Ancora una volta poi il fulcro ruota tutto intorno alla figura femminile centrale, mentre i personaggi secondari, come ad esempio i due domestici, qui interpretati da Pierfrancesco Favino e Alba Rohrwacher, sono abbozzati e inseriti solo dove serve.
Ci sono però anche delle differenze.
Nonostante infatti questo viaggio interiore fra tutti i fantasmi di Maria Callas, spesso appunto con visioni e frammenti del passato, questo film mi è sembrato più fruibile e meno straniante ad esempio di Spencer, si colgono più facilmente i passaggi fra interno ed esterno. È poi, nonostante la durata, anche parecchio scorrevole e, al netto del dramma che si consuma scena dopo scena, è bello da vedere.
Dire se sia il migliore fra i tre non è semplice, ma penso che sia quello che forse può avvicinare più gente, perché è anche, in fondo meno originale. Pur non avendo la schematicità di un documentario, e con tutta l'eleganza della regia di Pablo Larraín non ho notato dei particolari aspetti innovativi rispetto ad altri film biografici già visti.

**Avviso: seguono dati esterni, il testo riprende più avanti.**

PR #7530, opened 2018-03-09
[arm64] Add a known TLS offset.

rolfbjarne:

### DIFF
--- a/mono/utils/mach-support-arm64.c
+++ b/mono/utils/mach-support-arm64.c
@@ -32,6 +32,7 @@ static const int known_tls_offsets[] = {
 	0x48, /*Found on iOS 6 */
 	0xA4,
 	0xA8,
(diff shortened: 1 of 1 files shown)


lewurm:
is this needed on `2017-12` and `2018-02` too?

rolfbjarne:
@lewurn: no, it's not necessary to backport this, it just silences a warning message.

BrzVlad:
I think this code is dead. Do we still get tls values from other threads ?

rolfbjarne:
@BrzVlad every iOS app prints this warning without this fix: https://github.com/mono/mono/blob/91b64b4560b78cf05ec99faec693737d7f63d093/mono/utils/mach-support-arm64.c#L193

BrzVlad:
@rolfbjarne Yes. I think it basically prints a warning about dead code not working.

luhenry:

La stessa trovata dell'intervista a Maria ad esempio, di cui non vi svelo le metodologie, è una tecnica molto banale per consentire alla protagonista di esprimersi e raccontare di sé.Eppure, al di là di queste scelte opinabili, Maria Callas emerge comunque come la rappresentazione più reale che abbiamo avuto del celebre "vissi d'arte, vissi d'amore", per la sua incapacità di slegare il suo estro alla sua sofferenza, e questo film, seppur non ci dica, in estremissima sintesi, qualcosa di così nuovo o così diverso, ce lo fa ricordare nel migliore dei modi.
Non so se è il migliore dei tre ma mi ha commossa forse più degli altri. E pensare che, delle tre donne ritratte, la Callas è quella che conoscevo meno.
RispondiEliminaHai detto comunque cose che potrebbero renderlo migliore degli altri 😄 Averti coinvolta pur conoscendo poco la vicenda non è poco! Io credo che in questo film ci sia più sentimento e meno analisi che negli altri.